Full of skill or stuffed with knowledge? – Sifu Stephan Bollen

Sifu Stephan Bollen, 2. TG WT, 3. TG E, on the debate initiated by Grandmaster Kernspecht concerningn the value of Chi-Sao in WingTsun ...

How does the phrase go? Less is more

Dear Si-Fu,
I am fortunate enough not to have a direct teacher close to hand who can help me with questions and problems. I regard this as fortunate because it means I am obliged to examine and analyse the techniques and training methods myself. If I were always to receive a prepared answer from my teacher, I would only devote little or no thought to things. I am also very fortunate in having a good training partner with whom to discuss techniques, sequences etc., as he is just as critical. Naturally this does not mean that I can do without tuition from you or other highly graded teachers during seminars, small group classes or private lessons. These always give me important new impulses and ideas.

I would like to describe how your current new impulses about understanding Chi-Sao are changing my own Chi-Sao and how I use it with students. First let me say that reducing the movements and returning to what is essential is very welcome to me. Naturally I could carry out the movement more rapidly and dynamically to achieve training progress, though in my view this tends to shift the training emphasis over to techniques. After all, one of the goals should be free oneself from the dictates of technique and learn to implement the concepts. The point is not WHAT I do, but rather HOW or WHY I do it. If I am bound up in the techniques, I am unable to respond adequately to changes in the combat situation and adapt to what is happening. This way of seeing things is also due to my Escrima training, where one first learns techniques and forms (I also see the Chi-Sao sections as forms), though during the course of training development one frees oneself from these rigid forms to act freely in combat. This begs the question whether accumulating sections and their different variations really leads to the success one wants to achieve. I think not. How does the phrase go? Less is more.

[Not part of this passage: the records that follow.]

PR #5538, opened 2026-07-10
feat(devices): add support for Tuya M18 Smart Video Doorbell

hudsonbrendon:
## Summary

Adds local support for the **Tuya Smart Video Doorbell M18** (product `is5yumkqdhcfxskv`, category `sp`), used as “Video Porteiro”.

- Based on live cloud status + the [Tuya low-power doorbell DP standard](https://developer.tuya.com/en/docs/iot-device-dev/doorbell_solution?id=Kayamyivh15ox).
- Maps battery / power source / awake, record switch & mode, PIR sensitivity, night vision, flip, indicator, SD card, chime pairing, siren, volume, human filter, work mode, motion and doorbell snapshot events.

### Device details (from cloud)

| Field | Value |
| --- | --- |
| Name | Video Porteiro |
| Model | M18 / Smart Video Doorbell |
| Product ID | `is5yumkqdhcfxskv` |
| Category | `sp` |
| Device ID | `ebc4bc5e24ce1b28a78k79` |
| Connection | Wi‑Fi (battery / low-power) |

### Important limitation

**tuya-local does not provide live video streaming.**  
This config covers sensors, events (ring / motion snapshots) and settings. For live view, use ONVIF/WebRTC if the hardware exposes a local stream, or keep the official Tuya integration for camera only.

Battery doorbells also sleep most of the time; local updates only arrive when the device wakes (ring, motion, manual wake).

## Test plan

- [ ] Add device in tuya-local with host / device_id / local_key (wake the doorbell first if needed)
- [ ] Confirm type **Video doorbell / M18** is offered
- [ ] Battery, awake, record, night vision, volume entities appear
- [ ] Doorbell ring event fires when button is pressed
- [ ] Motion event / snapshot DPs update when motion is detected
- [ ] PIR sensitivity and work mode can be changed


make-all:
This is close enough to hunterbk_hf6602t_doorbell that the extra features should just be merged with that.

PR #5540, opened 2026-07-10
Add horizontal swing (DPS 106) to Teknopoint Idra Skiv

romainsc:
## Summary

Adds DPS 106 (horizontal vane position) as a `select` entity to the Teknopoint Idra Skiv air conditioner profile.

## What it does

Controls the horizontal left/right swing of the indoor unit vane:
- `Off` — no horizontal swing
- `Swing` — horizontal sweep active (dps_val: `same`)

The RA1A1 remote control has a dedicated "Left&right swing" button for this function.

## Testing

- **Hardware**: 4× Teknopoint EVO-09 indoor units with IDRA iSKV4-28C9 water-cooled condenser
- **Integration**: tuya-local, Home Assistant 2026.6.3
- **Discovery**: DPS 106 found via `tuya_local` debug logging (`full_poll` responses show `"106": "same"` or `"106": "off"`)
- **Values observed**: `"off"` (no swing) and `"same"` (swing active) across 4 units

## Notes

- DPS 106 was already documented in the project but not exposed in the device profile
- The EVO-09 catalogue confirms horizontal swing support
- Additional fixed positions may exist (the remote cycles through multiple directions) but only `off` and `same` have been observed so far — additional values can be added as they are discovered

### DIFF
--- a/custom_components/tuya_local/devices/idra_skiv_airconditioner.yaml
+++ b/custom_components/tuya_local/devices/idra_skiv_airconditioner.yaml
@@ -251,6 +251,19 @@ entities:
             value: Slightly down
           - dps_val: "5"
             value: Bottom
+  - entity: select
+    name: Horizontal position
+    category: config
+    icon: "mdi:arrow-left-right"
+    dps:
+      - id: 106
+        type: string
+        name: option
+        mapping:
+          - dps_val: "off"
+            value: "Off"
+          - dps_val: "same"
+            value: "Swing"
   - entity: switch
     translation_key: sleep
     category: config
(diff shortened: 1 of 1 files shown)


custom_components/tuya_local/devices/idra_skiv_airconditioner.yaml
```diff
@@ -251,6 +251,19 @@ entities:
             value: Slightly down
           - dps_val: "5"
             value: Bottom
+  - entity: select
+    name: Horizontal position
```
make-all: This should be `swing_horizontal_mode` on the climate entity rather than a separate entity.

make-all (changes requested):

romainsc:
Updated: moved DPS 106 from a separate `select` entity to `swing_horizontal_mode` on the climate entity as requested. Also added `optional: true` since the original contributor may not have had this DP.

In my opinion these variations to the sections lead to increasing confusion among students. The student is so preoccupied with the sequences that he is no longer able to recognise the actual reason for a movement. And then the section has changed again when he attends the next seminar. The reasons given for these variations are statements such as "that is the old section", but students are often not told why a movement is now carried out in this way. Usually the pressure of the attack is only a little different, which means that the movement sequence must be adapted to it. The student now thinks that the old movement is wrong, and only practices the new one. He deprives himself of the option presented by both possibilities, depending on the attacker’s pressure. 

Another aspect of Chi-Sao that I always observe in you in your use of the body. In my view, and please correct me if I am wrong, it is not the arms but the body that gives way to pressure in Chi-Sao. The arms merely change their form. In the spring, during the postponed Easter seminar, and also in Bulgaria, I noticed that your arms always provide you with cover and that you position your body safely behind them. This ability to move the body in combination with coordinated movement sequences by the arms is definitely a goal I am currently aiming at. Here too, my understanding of Escrima is of help. In Escrima the whole body is moved as a unit during an action, so that maximum power is achieved over a short distance and defensive cover is maintained. At the beginning, WT training greatly emphasises the arms. It is therefore difficult for students to create a link between the body and the arms.

These two areas of emphasis (early, correct reactions and overall body coordination) have improved my Chi-Sao greatly in the last few months. At the beginning of this year I was still dissatisfied with my Chi-Sao and my control over advanced students. This is getting better all the time. I am very hopeful for the future and am looking forward to the insights still to come.